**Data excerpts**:
● ● ● ● ● ● ●

PR #14657, opened 2025-07-22
Create `tsconfig.wdio.json` even when a root tsconfig exists

hammzj:
## Proposed changes
Addresses #14655.

This comes from a run of `npx wdio create`. Originally, if a `tsconfig.json` already exists, it would skip creating it but call reference an incorrect tsconfig file name in the output WDIO config. It would name it either as `tsconfig.wdio.json` or `tsconfig.e2e.json`, even if it does not exist.

After this change, a `tsconfig.wdio.json` will generated and referenced, regardless if a base `tsconfig.json` exists. However, it will not be created if an existing `tsconfig.wdio.json` file already exists. This address the issue with the WDIO config referencing the TSConfig incorrectlyt while also separating the types needed for WDIO testing purposes from the base repository types. 

If the user wants to merge these files together and only use one, they'll need to edit the base tsconfig and WDIO config their selves. 

## Types of changes

## Checklist

## Backport Request

## Further comments

Definitely would like some extra help on others testing the `npx wdio create` command on different machines (Linux, Windows). I don't have access to a good Linux environment.


packages/create-wdio/src/cli/utils.ts
```diff
@@ -93,27 +115,19 @@ export const parseAnswers = async function (yes: boolean): Promise<ParsedAnswers
     /**
      * find relative paths between tests and pages
      */
-    const hasRootTSConfig = await fs.access(path.resolve(projectRootDir, 'tsconfig.json')).then(() => true, () => false)
-    const tsConfigFilePath = !hasRootTSConfig
+    const hasRootTSWdioConfig = await fs.access(path.resolve(projectRootDir, 'tsconfig.wdio.json')).then(() => true, () => false)
```
hammzj: Ah, I need to edit this to use the constant.
```suggestion
    const hasRootTSWdioConfig = await fs.access(path.resolve(projectRootDir, TSCONFIG_FILE_NAME)).then(() => true, () => false)
```

hammzj:
> Thanks for raising the PR!
> 
> I think, having a separate TS config for WebdriverIO makes sense. I just wonder, in a new project, an IDE won't recognize any types without having a default `tsconfig.json` right? In this case should we create two files, a basic `tsconfig.json` and a `tsconfig.wdio.json` that extends from the basic one?

@christian-bromann 
Sadly this is _kind of_ the case, but not quite. I think this is more of an IDE problem than a TypeScript problem. For example, it is possible to run `tsc --project ./tsconfig.wdio.json`; [See here](https://www.typescriptlang.org/docs/handbook/compiler-options.html#compiler-options).

However, in IntelliJ WebStorm for example, I can't get it to recognize a different TSConfig using `--project` as an option. What I can do, though, is point a reference to the other `tsconfig.wdio.json` in the base file, and then the types are recognized.

Therefore, we don't want to extend it from a base config in this case. Rather, it needs to be added to `references` in the base file.

<details>
<summary>Before adding a reference</summary>

```json
{
  "compilerOptions": {
    "target": "es2016",
    "module": "commonjs",
    "esModuleInterop": true,
    "forceConsistentCasingInFileNames": true,
    "strict": true,
    "skipLibCheck": true
  }
}
```

Here, `url` is not recognized on the `browser` object.

Screenshot 2025-07-23 at 10 31 05 AM

</details>

<details>
<summary>After adding a reference</summary>

```json
{
  "compilerOptions": {
    "target": "es2016",
    "module": "commonjs",
    "esModuleInterop": true,
    "forceConsistentCasingInFileNames": true,
    "strict": true,
    "skipLibCheck": true
  },
  "references": [
    {
      "path": "./tsconfig.wdio.json"
    }
  ]
}
```

Now there are no type errors.

Screenshot 2025-07-23 at 10 31 19 AM
</details>

***
### New idea

That above answers that issue, but does bring in additional complication:

If we assume we do **not** want to mutate the base `tsconfig.json` if one already exists, then we're back to square one.
However, if we allow it in this one case, there's a few steps that can  be taken.
1. Check if a base `tsconfig.json` exists. If not, create it empty, and also create a `tsconfig.wdio.json`.
2. Check if `references` already exists in the base `tsconfig.json`.
3. If not, create `"references"` with an empty array in the base `tsconfig.json`.
4. Then push a new `{ "path": "./tsconfig.wdio.json" }` into `references`.
5. Finally, set the `tsConfigPath: "tsconfig.json"` in `wdio.conf.ts`.

YET, we also still need to consider the case if the user wants files autogenerated, which in that case, WDIO just points to a nested `./tests/tsconfig.json`. But in this case, the IDE still won't recognize the types...so let's just remove the need to create a nested `./tests/tsconfig.json` entirely.

It also might be worthwhile to ask the user for acceptance on mutating their original tsconfig before the script does it automatically.

I think this whole process was made way more complex than it needs to be, but the steps above seem to take into consideration everything to get it running. Let me know your thoughts.

Edit: I do understand that, when no base file exists, making a blank `tsconfig.json` with just a reference may look a bit odd. However, this process is declarative, so we know what to expect in either case if one exists or not. I am open to creating a tsconfig if one doesn't exist, though as it was done originally.

christian-bromann:
@hammzj I think it makes sense. Create an "empty" `tsconfig.json` if non exist and add a reference to a create `tsconfig.wdio.json`.

hammzj:
Ok awesome. I'll look again.

hammzj:
Well, this is getting more complicated than I originally thought. The options for these tsconfig files get messy (thanks Microsoft). Here's some additional considerations, which now concern me more.

I've not been able to actually run the initialization command locally (need to figure out how to use `npx` for a linekd package), but I was testing it out manually. With a reference in the `tsconfig.json` to the `tsconfig.wdio.json`, we can't actually run a `tsc` command without additional changes:

<details>
<summary>Error output</summary>

```
hammzj ~/Documents/GitHub/hammzj/webdriver-io-7-bug (dev/tsconfig-alternate-name) $ tsc
tsconfig.json:11:5 - error TS6306: Referenced project '/Users/hammzj/Documents/GitHub/hammzj/webdriver-io-7-bug/test/specs/tsconfig.wdio.json' must have setting "composite": true.

11     {
       ~
12       "path": "./test/specs/tsconfig.wdio.json"
   ~~~~~~~~~~~~~~~~~~~~~~~~~~~~~~~~~~~~~~~~~~~~~~~
13     }
   ~~~~~

tsconfig.json:11:5 - error TS6310: Referenced project '/Users/hammzj/Documents/GitHub/hammzj/webdriver-io-7-bug/test/specs/tsconfig.wdio.json' may not disable emit.

11     {
       ~
12       "path": "./test/specs/tsconfig.wdio.json"
   ~~~~~~~~~~~~~~~~~~~~~~~~~~~~~~~~~~~~~~~~~~~~~~~
13     }
   ~~~~~
```

</details>

So, there's a few things that could work, but this gets hairy as we don't want to break the base config.

I've tried with adding `composite: true` and replacing `noEmit` with `emitDeclarationOnly: true`, but there's still some problems:

1. The config and spec files are still being emitted as JS which is undesired.

<details>
<summary> 2. The global WDIO types are not being registered. </summary>

```
hammzj ~/Documents/GitHub/hammzj/webdriver-io-7-bug (dev/tsconfig-alternate-name) $ tsc  
test/specs/test.e2e.ts:5:23 - error TS2339: Property 'url' does not exist on type 'Browser'.

5         await browser.url(`https://the-internet.herokuapp.com/login`)
                        ~~~

wdio.conf.ts:1:34 - error TS2694: Namespace 'global.WebdriverIO' has no exported member 'Config'.

1 export const config: WebdriverIO.Config = {
                                   ~~~~~~


Found 2 errors in 2 files.

Errors  Files
     1  test/specs/test.e2e.ts:5
     1  wdio.conf.ts:1
```

</details>


***

Really, this makes me think we're back at square one.

Now, I tried running a `tsc -p tsconfig.wdio.json` and things worked as normal. But, running a `tsc` will also create source files for the WebDriverIO, even without references. So, I think there's a lot more that needs figured out in terms of how to separate test types from app types. The base `tsconfig.json` would need to exclude all test and config files used by WebDriverIO in order to work properly, while the `tsconfig.wdio.json` could handle everything else. I don't think we want to further modify a base configuration to do this.

PR #389, opened 2017-07-25
Use dockerfiles for proxy

kyessenov:
Use standard dockerfiles to push base image for proxy and debug proxy


docker/Dockerfile.debug
```diff
@@ -0,0 +1,20 @@
...
+    netcat \
+    tcpdump \
+    net-tools \
+    libc6-dbg gdb valgrind \
+    vim \
+    nano \
+    emacs \
+    wrk
+ADD proxy-redirection-clear /usr/local/bin/proxy-redirection-clear
+ADD proxy-redirection-restore /usr/local/bin/proxy-redirection-restore
```
ayj: These are an artifact of the traffic redirection scheme via iptables. Do they need to be included in the base proxy image?

Jenkinsfile
```diff
@@ -51,13 +51,11 @@ def presubmit(gitUtils, bazel) {
...
     bazel.updateBazelRc()
-    stage('Push Binary') {
+    stage('Binary push') {
       sh 'script/release-binary'
     }
     stage('Docker Push') {
-      def images = 'envoy,envoy_debug'
-      def tags = "${gitUtils.GIT_SHORT_SHA},\$(date +%Y-%m-%d-%H.%M.%S),latest"
-      utils.publishDockerImages(images, tags, 'release')
+      sh 'script/release-docker'
```
ayj: Do we need to use `gitUtils.GIT_SHORT_SHA` or is `git show -q HEAD --pretty=format:%h` always equivalent? 

cc @sebastienvas

docker/Dockerfile.debug
kyessenov: They are tools to simplify iptables manipulation and not likely to change much. It's best to cache tools and put them into base image to speed up docker builds.

Jenkinsfile
kyessenov: I'd like to avoid jenkins tools since I want to be able to run this script locally.

docker/Dockerfile.debug
ayj: I would have expected these to go into the base sidecar image in istio/pilot along with `prepare_proxy.sh`.

kyessenov: Yes, but bazel violates layering of docker images. it doesn't do good job caching layers on top of pulled images.

Jenkinsfile
sebastienvas: Well have to redo that with Prow anyway.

● ● ● ● ● ● ●

All lines in the data that contain the word "wants" should be copied.

If the user wants to merge these files together and only use one, they'll need to edit the base tsconfig and WDIO config their selves. 
YET, we also still need to consider the case if the user wants files autogenerated, which in that case, WDIO just points to a nested `./tests/tsconfig.json`. But in this case, the IDE still won't recognize the types...so let's just remove the need to create a nested `./tests/tsconfig.json` entirely.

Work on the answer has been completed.